What to produce
In the material below, find the line containing "Worth noting how" and the line containing "after 14m 51s |", then reproduce exactly both of them and every line between, and nothing else.
------------------------------------
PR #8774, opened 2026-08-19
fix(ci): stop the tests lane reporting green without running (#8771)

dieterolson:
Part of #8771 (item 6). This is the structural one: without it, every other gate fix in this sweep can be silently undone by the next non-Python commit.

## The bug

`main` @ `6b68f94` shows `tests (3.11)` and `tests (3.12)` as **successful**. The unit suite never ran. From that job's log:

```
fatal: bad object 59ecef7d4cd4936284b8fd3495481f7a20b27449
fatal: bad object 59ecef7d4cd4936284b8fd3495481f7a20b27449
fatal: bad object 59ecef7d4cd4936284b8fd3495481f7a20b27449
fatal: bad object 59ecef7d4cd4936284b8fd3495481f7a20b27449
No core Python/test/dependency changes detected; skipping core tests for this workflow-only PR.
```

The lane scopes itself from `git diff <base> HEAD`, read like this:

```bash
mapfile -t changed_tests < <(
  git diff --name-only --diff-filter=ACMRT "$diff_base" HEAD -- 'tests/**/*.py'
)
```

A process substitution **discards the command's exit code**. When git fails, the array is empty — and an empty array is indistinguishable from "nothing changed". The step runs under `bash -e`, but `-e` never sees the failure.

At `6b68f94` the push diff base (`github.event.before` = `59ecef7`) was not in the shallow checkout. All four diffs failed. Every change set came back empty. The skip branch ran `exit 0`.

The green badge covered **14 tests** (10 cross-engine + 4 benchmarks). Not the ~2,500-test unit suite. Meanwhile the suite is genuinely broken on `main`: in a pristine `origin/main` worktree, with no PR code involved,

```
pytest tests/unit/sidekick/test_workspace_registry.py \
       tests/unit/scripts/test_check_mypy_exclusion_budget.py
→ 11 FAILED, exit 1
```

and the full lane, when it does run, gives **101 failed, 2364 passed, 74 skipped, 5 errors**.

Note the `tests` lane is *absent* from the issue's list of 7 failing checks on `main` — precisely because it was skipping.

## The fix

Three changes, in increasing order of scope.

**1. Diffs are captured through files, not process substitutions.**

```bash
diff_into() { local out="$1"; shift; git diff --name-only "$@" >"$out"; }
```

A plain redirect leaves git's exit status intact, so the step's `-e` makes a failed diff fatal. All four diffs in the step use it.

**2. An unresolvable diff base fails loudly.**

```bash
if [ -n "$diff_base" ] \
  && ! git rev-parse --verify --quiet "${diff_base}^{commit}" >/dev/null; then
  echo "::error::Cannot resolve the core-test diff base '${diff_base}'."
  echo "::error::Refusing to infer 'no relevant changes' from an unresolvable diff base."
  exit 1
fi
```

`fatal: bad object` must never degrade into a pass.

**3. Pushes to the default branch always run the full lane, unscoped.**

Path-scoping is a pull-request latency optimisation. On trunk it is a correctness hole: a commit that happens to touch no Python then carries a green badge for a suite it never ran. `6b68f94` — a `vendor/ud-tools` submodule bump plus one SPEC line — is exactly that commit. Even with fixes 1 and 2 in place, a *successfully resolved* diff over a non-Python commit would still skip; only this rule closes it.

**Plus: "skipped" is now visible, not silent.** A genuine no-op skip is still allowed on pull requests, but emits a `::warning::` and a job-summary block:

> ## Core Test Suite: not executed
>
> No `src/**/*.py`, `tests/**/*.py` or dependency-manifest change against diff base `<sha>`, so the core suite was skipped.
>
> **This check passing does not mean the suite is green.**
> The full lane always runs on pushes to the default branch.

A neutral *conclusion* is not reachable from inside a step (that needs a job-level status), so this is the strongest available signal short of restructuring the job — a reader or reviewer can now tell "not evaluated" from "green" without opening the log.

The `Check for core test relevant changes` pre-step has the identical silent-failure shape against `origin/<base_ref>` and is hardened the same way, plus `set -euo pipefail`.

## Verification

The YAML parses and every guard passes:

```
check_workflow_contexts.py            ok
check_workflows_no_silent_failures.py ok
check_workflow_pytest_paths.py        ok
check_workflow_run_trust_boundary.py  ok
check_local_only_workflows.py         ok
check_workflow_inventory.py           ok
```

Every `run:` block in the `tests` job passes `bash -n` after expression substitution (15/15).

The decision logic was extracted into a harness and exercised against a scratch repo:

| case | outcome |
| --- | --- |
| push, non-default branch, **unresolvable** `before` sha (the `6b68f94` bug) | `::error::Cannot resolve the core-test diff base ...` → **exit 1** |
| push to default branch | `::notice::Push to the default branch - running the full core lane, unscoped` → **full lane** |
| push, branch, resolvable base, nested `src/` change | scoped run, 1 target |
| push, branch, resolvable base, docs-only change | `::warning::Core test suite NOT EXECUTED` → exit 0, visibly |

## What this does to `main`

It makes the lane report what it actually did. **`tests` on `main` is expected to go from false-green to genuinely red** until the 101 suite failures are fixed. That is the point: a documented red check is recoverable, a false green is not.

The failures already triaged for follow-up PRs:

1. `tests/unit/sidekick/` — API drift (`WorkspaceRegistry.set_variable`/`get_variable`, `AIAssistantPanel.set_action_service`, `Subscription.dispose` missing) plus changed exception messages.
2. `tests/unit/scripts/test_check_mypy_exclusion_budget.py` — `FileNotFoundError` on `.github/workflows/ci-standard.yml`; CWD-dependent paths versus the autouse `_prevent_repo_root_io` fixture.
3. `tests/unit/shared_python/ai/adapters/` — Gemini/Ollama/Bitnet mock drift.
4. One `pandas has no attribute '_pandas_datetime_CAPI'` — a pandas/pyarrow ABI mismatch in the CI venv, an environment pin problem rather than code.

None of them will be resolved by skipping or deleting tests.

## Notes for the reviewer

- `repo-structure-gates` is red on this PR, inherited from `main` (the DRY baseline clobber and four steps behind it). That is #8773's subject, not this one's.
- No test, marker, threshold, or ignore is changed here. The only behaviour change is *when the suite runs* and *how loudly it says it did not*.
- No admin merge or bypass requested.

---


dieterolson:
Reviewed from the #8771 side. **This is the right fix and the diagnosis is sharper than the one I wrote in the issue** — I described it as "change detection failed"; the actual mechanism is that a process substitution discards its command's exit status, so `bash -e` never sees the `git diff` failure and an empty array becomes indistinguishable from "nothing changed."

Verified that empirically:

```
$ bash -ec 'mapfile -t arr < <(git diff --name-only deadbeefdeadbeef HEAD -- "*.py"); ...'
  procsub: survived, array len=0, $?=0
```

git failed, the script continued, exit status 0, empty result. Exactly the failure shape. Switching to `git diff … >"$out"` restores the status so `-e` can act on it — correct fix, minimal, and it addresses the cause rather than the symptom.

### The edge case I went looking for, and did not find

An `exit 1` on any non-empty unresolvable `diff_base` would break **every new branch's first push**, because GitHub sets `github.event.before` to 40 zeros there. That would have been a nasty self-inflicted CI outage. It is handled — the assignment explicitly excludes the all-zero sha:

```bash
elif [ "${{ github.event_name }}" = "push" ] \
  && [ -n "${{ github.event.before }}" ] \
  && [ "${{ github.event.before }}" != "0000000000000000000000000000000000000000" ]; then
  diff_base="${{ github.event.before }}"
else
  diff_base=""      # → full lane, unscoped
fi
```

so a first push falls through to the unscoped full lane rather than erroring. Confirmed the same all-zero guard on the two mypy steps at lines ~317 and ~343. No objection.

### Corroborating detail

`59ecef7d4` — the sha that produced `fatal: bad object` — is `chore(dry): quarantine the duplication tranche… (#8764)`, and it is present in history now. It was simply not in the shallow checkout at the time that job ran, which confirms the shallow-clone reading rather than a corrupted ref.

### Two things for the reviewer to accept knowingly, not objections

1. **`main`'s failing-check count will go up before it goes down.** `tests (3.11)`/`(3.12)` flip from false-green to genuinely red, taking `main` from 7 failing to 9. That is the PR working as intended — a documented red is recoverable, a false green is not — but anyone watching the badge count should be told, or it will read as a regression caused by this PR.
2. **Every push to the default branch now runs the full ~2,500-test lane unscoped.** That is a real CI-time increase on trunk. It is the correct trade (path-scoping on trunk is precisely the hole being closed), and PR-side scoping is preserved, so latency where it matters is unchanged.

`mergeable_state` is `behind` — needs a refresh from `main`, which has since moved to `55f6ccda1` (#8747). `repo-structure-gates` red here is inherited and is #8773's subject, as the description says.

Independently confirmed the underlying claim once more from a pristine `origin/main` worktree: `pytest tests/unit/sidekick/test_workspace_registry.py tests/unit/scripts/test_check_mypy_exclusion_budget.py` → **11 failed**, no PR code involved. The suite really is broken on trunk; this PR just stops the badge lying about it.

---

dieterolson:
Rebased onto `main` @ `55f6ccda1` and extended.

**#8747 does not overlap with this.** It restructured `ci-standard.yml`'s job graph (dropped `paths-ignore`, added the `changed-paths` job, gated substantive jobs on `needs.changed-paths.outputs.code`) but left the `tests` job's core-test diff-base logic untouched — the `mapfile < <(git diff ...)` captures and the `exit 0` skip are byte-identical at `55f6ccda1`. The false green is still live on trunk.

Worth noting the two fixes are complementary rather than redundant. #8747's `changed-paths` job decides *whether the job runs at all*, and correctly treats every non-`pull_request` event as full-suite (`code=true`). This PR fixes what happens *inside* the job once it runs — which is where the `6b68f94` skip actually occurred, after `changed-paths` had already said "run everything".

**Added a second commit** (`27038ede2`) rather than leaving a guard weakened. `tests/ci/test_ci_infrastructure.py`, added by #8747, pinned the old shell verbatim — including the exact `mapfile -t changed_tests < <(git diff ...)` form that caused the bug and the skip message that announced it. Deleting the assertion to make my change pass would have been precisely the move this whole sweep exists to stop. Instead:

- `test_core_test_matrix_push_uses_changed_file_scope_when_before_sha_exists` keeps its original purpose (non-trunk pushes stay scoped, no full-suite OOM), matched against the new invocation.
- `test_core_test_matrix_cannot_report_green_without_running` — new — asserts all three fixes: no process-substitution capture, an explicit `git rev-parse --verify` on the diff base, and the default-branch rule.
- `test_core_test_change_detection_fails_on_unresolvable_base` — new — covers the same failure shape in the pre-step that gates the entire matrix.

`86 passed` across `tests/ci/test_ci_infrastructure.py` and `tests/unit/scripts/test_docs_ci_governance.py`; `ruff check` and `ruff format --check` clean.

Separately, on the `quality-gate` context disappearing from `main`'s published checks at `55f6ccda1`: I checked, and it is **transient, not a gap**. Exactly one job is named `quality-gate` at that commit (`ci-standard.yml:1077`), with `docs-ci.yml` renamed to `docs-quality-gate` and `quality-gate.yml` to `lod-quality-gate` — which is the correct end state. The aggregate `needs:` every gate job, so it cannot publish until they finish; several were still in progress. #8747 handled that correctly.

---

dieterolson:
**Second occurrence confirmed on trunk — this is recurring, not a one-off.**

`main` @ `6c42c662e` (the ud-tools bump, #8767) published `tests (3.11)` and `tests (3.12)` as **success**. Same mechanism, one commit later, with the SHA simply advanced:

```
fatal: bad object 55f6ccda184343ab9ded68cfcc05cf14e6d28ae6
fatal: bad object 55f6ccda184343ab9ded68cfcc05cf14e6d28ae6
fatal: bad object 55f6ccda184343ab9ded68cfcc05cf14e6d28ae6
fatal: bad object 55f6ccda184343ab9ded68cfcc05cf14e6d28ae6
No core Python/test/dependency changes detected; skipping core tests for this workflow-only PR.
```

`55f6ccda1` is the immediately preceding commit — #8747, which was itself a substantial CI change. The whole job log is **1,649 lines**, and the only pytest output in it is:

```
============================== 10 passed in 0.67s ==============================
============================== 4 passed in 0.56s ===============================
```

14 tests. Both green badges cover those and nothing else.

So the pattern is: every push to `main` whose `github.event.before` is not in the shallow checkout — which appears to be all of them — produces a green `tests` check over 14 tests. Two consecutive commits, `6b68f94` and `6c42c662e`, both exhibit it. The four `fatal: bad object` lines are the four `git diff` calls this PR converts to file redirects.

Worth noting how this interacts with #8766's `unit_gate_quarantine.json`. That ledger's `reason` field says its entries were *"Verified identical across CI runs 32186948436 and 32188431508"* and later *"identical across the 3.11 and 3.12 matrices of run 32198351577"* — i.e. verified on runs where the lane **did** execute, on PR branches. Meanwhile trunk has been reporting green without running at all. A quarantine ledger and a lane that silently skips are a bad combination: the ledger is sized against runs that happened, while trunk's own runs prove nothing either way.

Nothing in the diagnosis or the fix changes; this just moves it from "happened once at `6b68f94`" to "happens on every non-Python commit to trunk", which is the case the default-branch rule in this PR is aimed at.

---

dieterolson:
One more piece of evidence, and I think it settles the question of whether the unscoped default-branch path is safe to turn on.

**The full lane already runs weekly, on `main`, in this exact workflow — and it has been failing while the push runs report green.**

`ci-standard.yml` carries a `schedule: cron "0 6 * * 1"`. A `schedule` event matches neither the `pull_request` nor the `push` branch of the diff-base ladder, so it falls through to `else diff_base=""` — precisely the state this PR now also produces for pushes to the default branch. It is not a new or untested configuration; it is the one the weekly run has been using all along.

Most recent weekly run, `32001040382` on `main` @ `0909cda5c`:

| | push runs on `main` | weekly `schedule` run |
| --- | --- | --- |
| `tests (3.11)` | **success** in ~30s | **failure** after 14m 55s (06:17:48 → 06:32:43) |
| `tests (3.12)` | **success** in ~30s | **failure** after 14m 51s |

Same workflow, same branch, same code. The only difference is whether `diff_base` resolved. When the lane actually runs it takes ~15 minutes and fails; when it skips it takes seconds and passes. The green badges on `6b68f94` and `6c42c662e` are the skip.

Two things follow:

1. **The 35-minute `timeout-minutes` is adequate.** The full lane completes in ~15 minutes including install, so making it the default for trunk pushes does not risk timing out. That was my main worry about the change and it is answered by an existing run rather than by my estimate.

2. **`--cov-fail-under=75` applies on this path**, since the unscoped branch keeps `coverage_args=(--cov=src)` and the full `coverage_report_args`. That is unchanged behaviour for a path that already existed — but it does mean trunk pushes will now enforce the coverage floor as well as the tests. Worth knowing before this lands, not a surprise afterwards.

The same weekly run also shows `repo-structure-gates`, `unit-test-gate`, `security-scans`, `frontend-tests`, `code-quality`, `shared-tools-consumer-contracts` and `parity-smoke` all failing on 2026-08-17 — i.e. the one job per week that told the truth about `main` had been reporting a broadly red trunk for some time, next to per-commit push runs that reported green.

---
------------------------------------
Exercise answer
Worth noting how this interacts with #8766's `unit_gate_quarantine.json`. That ledger's `reason` field says its entries were *"Verified identical across CI runs 32186948436 and 32188431508"* and later *"identical across the 3.11 and 3.12 matrices of run 32198351577"* — i.e. verified on runs where the lane **did** execute, on PR branches. Meanwhile trunk has been reporting green without running at all. A quarantine ledger and a lane that silently skips are a bad combination: the ledger is sized against runs that happened, while trunk's own runs prove nothing either way.

Nothing in the diagnosis or the fix changes; this just moves it from "happened once at `6b68f94`" to "happens on every non-Python commit to trunk", which is the case the default-branch rule in this PR is aimed at.

---

dieterolson:
One more piece of evidence, and I think it settles the question of whether the unscoped default-branch path is safe to turn on.

**The full lane already runs weekly, on `main`, in this exact workflow — and it has been failing while the push runs report green.**

`ci-standard.yml` carries a `schedule: cron "0 6 * * 1"`. A `schedule` event matches neither the `pull_request` nor the `push` branch of the diff-base ladder, so it falls through to `else diff_base=""` — precisely the state this PR now also produces for pushes to the default branch. It is not a new or untested configuration; it is the one the weekly run has been using all along.

Most recent weekly run, `32001040382` on `main` @ `0909cda5c`:

| | push runs on `main` | weekly `schedule` run |
| --- | --- | --- |
| `tests (3.11)` | **success** in ~30s | **failure** after 14m 55s (06:17:48 → 06:32:43) |
| `tests (3.12)` | **success** in ~30s | **failure** after 14m 51s |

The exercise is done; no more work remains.